Task details »
In the records below, find each line holding the word "good" and copy it.

Dataset entries »
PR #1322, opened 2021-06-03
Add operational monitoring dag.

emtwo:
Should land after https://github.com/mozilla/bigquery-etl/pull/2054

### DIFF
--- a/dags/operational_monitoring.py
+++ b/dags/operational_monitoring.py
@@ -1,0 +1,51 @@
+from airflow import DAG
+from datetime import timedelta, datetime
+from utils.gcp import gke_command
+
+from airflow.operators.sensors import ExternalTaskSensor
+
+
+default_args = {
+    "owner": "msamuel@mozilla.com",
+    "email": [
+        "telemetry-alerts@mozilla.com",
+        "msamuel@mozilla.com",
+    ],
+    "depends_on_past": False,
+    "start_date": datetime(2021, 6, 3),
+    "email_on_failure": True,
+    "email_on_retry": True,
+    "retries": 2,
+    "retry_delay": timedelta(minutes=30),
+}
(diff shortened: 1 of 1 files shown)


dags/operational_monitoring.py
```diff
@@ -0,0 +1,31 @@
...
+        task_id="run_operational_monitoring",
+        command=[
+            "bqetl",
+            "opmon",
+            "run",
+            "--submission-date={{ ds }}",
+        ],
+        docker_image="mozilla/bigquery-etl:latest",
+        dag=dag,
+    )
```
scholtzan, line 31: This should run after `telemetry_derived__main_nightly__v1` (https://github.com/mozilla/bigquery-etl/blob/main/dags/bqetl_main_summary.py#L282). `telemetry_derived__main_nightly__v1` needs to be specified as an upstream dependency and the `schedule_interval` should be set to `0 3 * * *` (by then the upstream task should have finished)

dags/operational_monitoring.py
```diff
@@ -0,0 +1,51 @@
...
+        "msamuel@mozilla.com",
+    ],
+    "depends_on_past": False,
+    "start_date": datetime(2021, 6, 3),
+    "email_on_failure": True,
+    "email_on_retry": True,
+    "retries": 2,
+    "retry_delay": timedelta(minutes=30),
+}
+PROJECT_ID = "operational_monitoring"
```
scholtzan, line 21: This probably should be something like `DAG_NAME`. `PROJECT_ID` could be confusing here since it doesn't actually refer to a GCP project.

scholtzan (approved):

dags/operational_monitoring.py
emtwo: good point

==

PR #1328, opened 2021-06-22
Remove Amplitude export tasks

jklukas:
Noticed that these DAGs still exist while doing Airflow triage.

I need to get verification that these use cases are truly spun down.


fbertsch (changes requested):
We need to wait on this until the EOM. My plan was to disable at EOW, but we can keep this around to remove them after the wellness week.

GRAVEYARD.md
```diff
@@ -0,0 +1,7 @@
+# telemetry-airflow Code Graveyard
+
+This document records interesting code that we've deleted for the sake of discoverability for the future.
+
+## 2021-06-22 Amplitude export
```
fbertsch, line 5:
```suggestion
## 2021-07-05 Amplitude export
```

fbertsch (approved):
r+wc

...

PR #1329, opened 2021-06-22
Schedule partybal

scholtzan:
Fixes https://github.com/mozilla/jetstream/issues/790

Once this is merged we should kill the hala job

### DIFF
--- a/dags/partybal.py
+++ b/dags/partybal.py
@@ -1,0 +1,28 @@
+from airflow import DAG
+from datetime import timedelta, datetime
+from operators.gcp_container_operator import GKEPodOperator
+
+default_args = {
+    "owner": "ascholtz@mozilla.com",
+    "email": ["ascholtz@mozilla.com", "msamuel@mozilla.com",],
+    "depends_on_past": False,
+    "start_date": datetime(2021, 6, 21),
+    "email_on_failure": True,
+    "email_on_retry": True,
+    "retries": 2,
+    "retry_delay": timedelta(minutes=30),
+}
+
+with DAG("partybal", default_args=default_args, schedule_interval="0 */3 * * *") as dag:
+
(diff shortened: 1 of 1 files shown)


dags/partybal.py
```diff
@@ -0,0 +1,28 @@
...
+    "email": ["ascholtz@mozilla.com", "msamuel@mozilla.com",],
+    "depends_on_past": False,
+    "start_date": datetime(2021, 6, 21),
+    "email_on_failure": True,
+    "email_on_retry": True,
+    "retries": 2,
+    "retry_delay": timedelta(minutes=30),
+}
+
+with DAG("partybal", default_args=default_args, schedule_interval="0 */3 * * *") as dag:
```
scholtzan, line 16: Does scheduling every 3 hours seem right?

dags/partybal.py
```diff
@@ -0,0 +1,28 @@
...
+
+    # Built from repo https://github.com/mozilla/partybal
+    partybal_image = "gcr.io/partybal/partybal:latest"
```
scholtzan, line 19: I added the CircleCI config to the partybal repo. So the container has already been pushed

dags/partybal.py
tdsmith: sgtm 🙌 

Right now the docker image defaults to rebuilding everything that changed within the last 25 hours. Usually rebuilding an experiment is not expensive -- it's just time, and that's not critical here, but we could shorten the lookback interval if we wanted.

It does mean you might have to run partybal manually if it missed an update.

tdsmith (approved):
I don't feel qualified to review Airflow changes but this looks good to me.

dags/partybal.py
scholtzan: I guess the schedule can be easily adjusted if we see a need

Answer for the task »
emtwo: good point
I don't feel qualified to review Airflow changes but this looks good to me.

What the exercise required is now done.